Vorrangig mit einem Schütz zwischen FU und Motor.
Der sichere Halt ist bis PL d sicherlich ohne Probleme einsetzbar, bei PL e wirst Du möglicherweise Probleme bekommen, das schönzurechnen.
Bei Stoppkategorie 1 ist das Absenken der Drehzahl nur die Einleitung des sicheren Halts.
Natürlich musst Du eine Restgefahr beachten, wenn z.B. der FU kaputt geht, dann trudelt der Antrieb nämlich aus und ohne überwachte Bremse wirst Du da ganz schön in Schwulitäten kommen.

@Schneemann
Wen Du den Motor einfach abschaltest, werden die Halbleiter gesperrt. Die generatorische Leistung kann also gar nicht bis in den Zwischenkreis durchschlagen. Was den Kondensatoren am meisten schadet, ist das häufige Ein- und Ausschalten und somit das Laden des Zwischenkreises.


----------



## Deltal (17 Februar 2012)

Naja, dass ist ja die ganze Geschichte rund um die EN 13849. Wenn du nach unten scrollst, findest du ein extra Abschnitt zu dem Thema. Die EN ISO 14121 befasst sich mit der Risikobeurteilung der Maschine.

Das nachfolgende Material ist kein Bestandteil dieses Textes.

PR #509, opened 2022-02-24
Always free sent external message payloads

kasperl:
Not sure if this is the most useful API, but now it is consistent.

### DIFF
--- a/src/messaging.cc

Das mit den Elkos ist eher auf den Lade/Entladevorgang beim Ein/Ausschalten des Netztes bezogen. Ein ASM Motor arbeitet von "sich aus" nicht als Generator. Und dann sitzen in dem FU immernoch Halbleiter die hochohmig sind.

Wie ich schon geschreiben habe, ist deine Idee grundsätzlich ok. Aber wir kennen ja deine Maschine nicht. Welche Gefährung entsteht, wenn der FU nicht "bremst"? Kann jemand z.B. weiter in eine Maschine gezogen werden, wenn der Motor nur austrudelt?


----------



## schneemann86 (17 Februar 2012)

Also es handelt sich um Flexlink Bänder habe mal ein Foto angehängt !

Also es besteht keine lebensgefahr, nach http://www.safetyteams-ce-kennzeichnung.de/Vorlage-Risikobeurteilung.htm würde ich sagen PL b max c



Okay das mit den elkos verstehe ich aber habe ich nicht jeden abend den selben effekt wenn ich den schaltschrank aus schalte ?!


----------



## Deltal (17 Februar 2012)

Sieht jetzt nicht so super-tödlich aus  Trozdem muss (bei einer Neumaschine in .eu) die Maschinenrichtline beachtet werden. Diese schreibt halt vor, dass z.B. eine Risikoanalyse gemacht wird. Gibt es denn keinen der davon Ahnung hat? Also so Sicherheitsbeauftragte sollte es schon mal hier und da geben 

Das mit den Elkos bezieht sich auf z.B. Sicherheitslichtschranken die alle 10min unterbrochen werden. Not-Halt werden idr. nicht so häufig betätigt.


----------



## schneemann86 (17 Februar 2012)

ne das sieht es nicht !

Okay also müssen wir erst mal die Risikoanalyse machen und danach die Sicherheitstechnik  auslegen! So wie hier  http://www.safetyteams-ce-kennzeichnung.de/Vorlage-Risikobeurteilung.htm !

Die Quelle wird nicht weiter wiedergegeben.